Ah 808 bass drops, I love these, my female-fronted symphonic metal band uses them a fair bit. Ive noticed a lot of bands using them live as well, once you know what you're listening for its impossible to miss them! You'll need decent speakers to hear them on recordings though, and ideally a sub too. 

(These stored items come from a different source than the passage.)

Issue #255, opened 2021-10-18
Local File store


felix-dpg:
#### Summary
Why in the CRD definition is not present Local File store?  Its not possible to deploy mattermost in k8s using the operator (or the helm chart) with local file store? 

In the docs say that is possible to use it: https://docs.mattermost.com/configure/configuration-settings.html#file-storage-system

#### Expected behavior
Use Local File store in the mattermost deployed in k8s.

Szymongib:
In theory, it would be possible to configure local file store with environment variables. This is not possible with CRD tho, as containers file system is transient therefore unless you mount a persistent volume you would lose all your data whenever containers restart.

felix-dpg:
Yes, I will mount a persistent volume, so, please, where in the docs talk about local file store with env variable?

Szymongib:
We only recently added support for volumes and using external file store is more aligned with cloud application. Also as you mentioned there is always option for deploying Minio so I suppose there was never real need for it.

gabrieljackson:
Due to a few recent requests for this functionality in other communication channels we are opening this up as a help wanted request.

The task would be to provide a clean configuration option for a local filestore type which would be clearly marked as not supported for production environments.

mjnagel:
@Szymongib / @gabrieljackson If you want to assign me to this, I've got a PR that hopefully resolves - https://github.com/mattermost/mattermost-operator/pull/305 - happy to make any modifications needed to get it ready.

PR #305, opened 2022-09-15
Add support for local/PVC file storage

mjnagel:
#### Summary

This PR adds support for local file storage with PVC backing. Local storage must be explicitly enabled, with the option to configure the PVC size:

```yaml
spec:
  fileStore:
    local:
      enabled: true
      storageSize: "10Gi" # Optional, defaults to 50Gi same as Minio
```

No other PVC configuration is exposed, since this is not recommended for production nothing else should be required for a development/test install.

Several tests are added to validate PVC creation/resizing and proper deployment additions.

#### Ticket Link

Fixes https://github.com/mattermost/mattermost-operator/issues/255

#### Release Note

```release-note
Add support for local file storage with PVC backing
```


Szymongib (commented):
Thanks for another PR @mjnagel!

While creating PVC by Operator might be useful for people to start quickly, I wonder if it would not be better to just pass PVC name as Local file-store configuration.

Also I wonder how this works since we do not specify the `storageClass` so from my understanding the dynamic creation of PV won't happen therefore not sure if PVC will bind to anything 🤔  However, I did not have a chance to work with volumes much so might be missing something.

Szymongib:
Thanks for clarification @mjnagel. I do not really have a strong opinion either way, would have to think a bit more about it.

@gabrieljackson any thoughts?

gabrieljackson:
I have been thinking about this for a few days and am honestly pretty split about what makes sense here. I definitely see the tradeoffs with these two options which is giving me pause. One thing I can say is that I agree that we should keep things simple and can rely on the default storage class setting if we keep the current implementation.

Regarding using a pre-created PVC, it would do allow for using multiple types of PVC on the same cluster or for using something other than the default type. I could see this being useful even though we are very serious about this not being used for production settings.

How do we feel about a hybrid approach on this? We could add a field to provide a PVC name and use that if it is filled in and if it isn't simply use the existing logic in this PR. I want to keep this simple though so this may be a bit too much. What do you think @Szymongib?

Szymongib:
Yeah, we can go with hybrid approach, the only thing that I am a bit worried is about maintenance of it, but then since we do not really have strong use case for specifying PVC yet, maybe it is worth to hold of with that feature.

gabrieljackson:
Yep, agreed. Let's proceed with the current implementation and the hybrid option can be added later if needed. I will start reviewing this shortly.

gabrieljackson (commented):
Looks good. Just one tiny request.

pkg/mattermost/mattermost_v1beta.go
```diff
@@ -179,7 +179,17 @@ func GenerateDeploymentV1Beta(mattermost *mmv1beta.Mattermost, db DatabaseConfig
 	initContainers := db.InitContainers(mattermost)
 
 	// File Store
-	envVarFileStore := fileStoreEnvVars(fileStore)
+	envVarFileStore := []corev1.EnvVar{}
+	volumes := mattermost.Spec.Volumes
+	volumeMounts := mattermost.Spec.VolumeMounts
```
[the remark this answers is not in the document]
mjnagel: Updated! Good call.

gabrieljackson (approved):
LGTM

pkg/mattermost/mattermost_v1beta.go
```diff
@@ -178,8 +178,20 @@ func GenerateDeploymentV1Beta(mattermost *mmv1beta.Mattermost, db DatabaseConfig
...
-	envVarFileStore := fileStoreEnvVars(fileStore)
+	envVarFileStore := []corev1.EnvVar{}
+	if mattermost.Spec.FileStore.Local != nil && mattermost.Spec.FileStore.Local.Enabled {
+		envVarFileStore = localFileEnvVars(mmv1beta.DefaultLocalFilePath)
+		vMount, volume := mattermostLocalFileStoreConfig(mattermost.Name)
+		volumeMounts = append(volumeMounts, vMount)
+		volumes = append(volumes, volume)
+	} else {
+		envVarFileStore = s3EnvVars(fileStore)
+	}
```
Szymongib, line 194: I feel like this part becomes a bit complicated, as well as passing empty `LocalFileStore` to the `FileStoreInfo`.

Since things are quite a bit different now for different file stores, I wonder if we should not hide it behind interface to not leak that logic in multiple places, similarly as we do for `DatabaseConfig` (https://github.com/mjnagel/mattermost-operator/blob/729370d6270fac866cd69fea844f01714d98659d/pkg/mattermost/mattermost_v1beta.go#L25-L28).

We would just have methods that return configs specific for different file stores and we avoid additional `if else` logic here.

I am thinking of something like (in pseudo code):
```
type FileStoreConfig interface {
    InitContainers(mm *v1beta1.Mattermost) []InitContainer
    Volumes(mm *v1beta1.Mattermost) ([]Volumes, []VolumeMount
    EnvVars(mm *v1beta1.Mattermost) []EnvVar
}
```
So that would mean separate `struct` for each implementation. We can perhaps use `FileStoreInfo` as a field for MinIO and S3 implementations to reuse bunch of this logic, but the Local one would have a different representation.

Let me know what do you think about this approach, and feel free to ask any follow up questions if I phrased something not clear.

mjnagel: It did seem weird to pass the empty `LocalFileStore`, but that seemed to be the best way to fit the current structure. More than happy to take a stab at restructuring a bit based on your comments, that makes a lot of sense. I'll reach out if I get lost or confused on anything.

Szymongib: Awesome, thanks a lot!

mjnagel: Sorry for the delay on this, been caught up with some other things and haven't gotten back to these changes. I started the restructure but got a little lost - will try and get back to working on this and reach out with questions.

mjnagel: @Szymongib updated! It was a lot more changes than I initially thought but I think follows the spirit of what you were asking for? Let me know if any other changes are needed.

controllers/mattermost/mattermost/file_store.go
```diff
@@ -35,7 +41,56 @@ func (r *MattermostReconciler) checkExternalFileStore(mattermost *mmv1beta.Matte
 	return mattermostApp.NewExternalFileStoreInfo(mattermost, *secret)
 }
 
-func (r *MattermostReconciler) checkOperatorManagedMinio(mattermost *mmv1beta.Mattermost, reqLogger logr.Logger) (*mattermostApp.FileStoreInfo, error) {
+func (r *MattermostReconciler) checkLocalFileStore(mattermost *mmv1beta.Mattermost, reqLogger logr.Logger) (mattermostApp.FileStoreConfig, error) {
+	// Default 1Gi volume using default storage class
```
gabrieljackson, line 45:
```suggestion
	// Default 50Gi volume using default storage class
```

controllers/mattermost/mattermost/file_store.go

Here are some good examples:


----------



## Labrie (Oct 16, 2009)

I always loved hearing these in the outro to A New Beginning by Threat Signal.


----------



## Anthony_Jacob (Oct 16, 2009)

Definitely need a subwoofer to get into it. They can go unnoticed without one.


----------



## Cadavuh (Oct 17, 2009)

Yea ive never even heard this term before and i dont hear anything in any of the songs posted


----------



## zimbloth (Oct 17, 2009)

Cadavuh said:


> Yea ive never even heard this term before and i dont hear anything in any of the songs posted



Then your speakers are lacking a bit I guess. Not all sound systems can produce frequencies that low. You need a decent subwoofer or nice headphones. It's not a big deal, you're not missing much. It can be a cool effect once in a while though.


----------



## Xanithon (Oct 17, 2009)

I think i hear it in After the Burial's "Cursing Akenatan" on some occasions - specially when the riff gets real brutal after the intro - i hear it on the live video of them playing it.


----------



## Esp Griffyn (Oct 17, 2009)

zimbloth said:


> Then your speakers are lacking a bit I guess. Not all sound systems can produce frequencies that low. You need a decent subwoofer or nice headphones. It's not a big deal, you're not missing much. It can be a cool effect once in a while though.



I dunno about not missing much - the effect of the 808 drop is impressive but I agree that it is not integral to any song, except Aphex Twin music, except he builds song's out of them instead of just using them to punctuate things. However, the way I see it, if you can't hear them with your current sound sytem, upgrade immediately. I hate listening to music on crap speakers, like ipod earphones and poor pc sound systems. They cut so much of the bass and low mids, the end result sound awful. Hearing music on a good sound system with a sub or high quality headphones is the only way to listen to it imo.


----------



## Pauly (Oct 17, 2009)

2:27.

Probably one at the start too but I'm listening on my laptop speakers. I thought of the 2:27 one as soon as I saw the thread title, it always made my mate's car speakers buzz haha.


----------



## Jason (Oct 17, 2009)

Yeah the first I head an 808 in rock or metal was the intro to Blind by Korn. you can see David hit it in the intro. Then Mudvayne I heard it next.. .After that I stopped paying attention.


----------



## Tyrant (Oct 17, 2009)

I dont know if its been mentioned but there is a massive one in FFAF`s "For less".


----------



## Crometeef (Oct 17, 2009)

is this one at 1:55? i always thought it was some fancy synth.


----------



## ChaNce (Oct 18, 2009)

Esp Griffyn said:


> I dunno about not missing much - the effect of the 808 drop is impressive but I agree that it is not integral to any song, except Aphex Twin music, except he builds song's out of them instead of just using them to punctuate things. However, the way I see it, if you can't hear them with your current sound sytem, upgrade immediately. I hate listening to music on crap speakers, like ipod earphones and poor pc sound systems. They cut so much of the bass and low mids, the end result sound awful. Hearing music on a good sound system with a sub or high quality headphones is the only way to listen to it imo.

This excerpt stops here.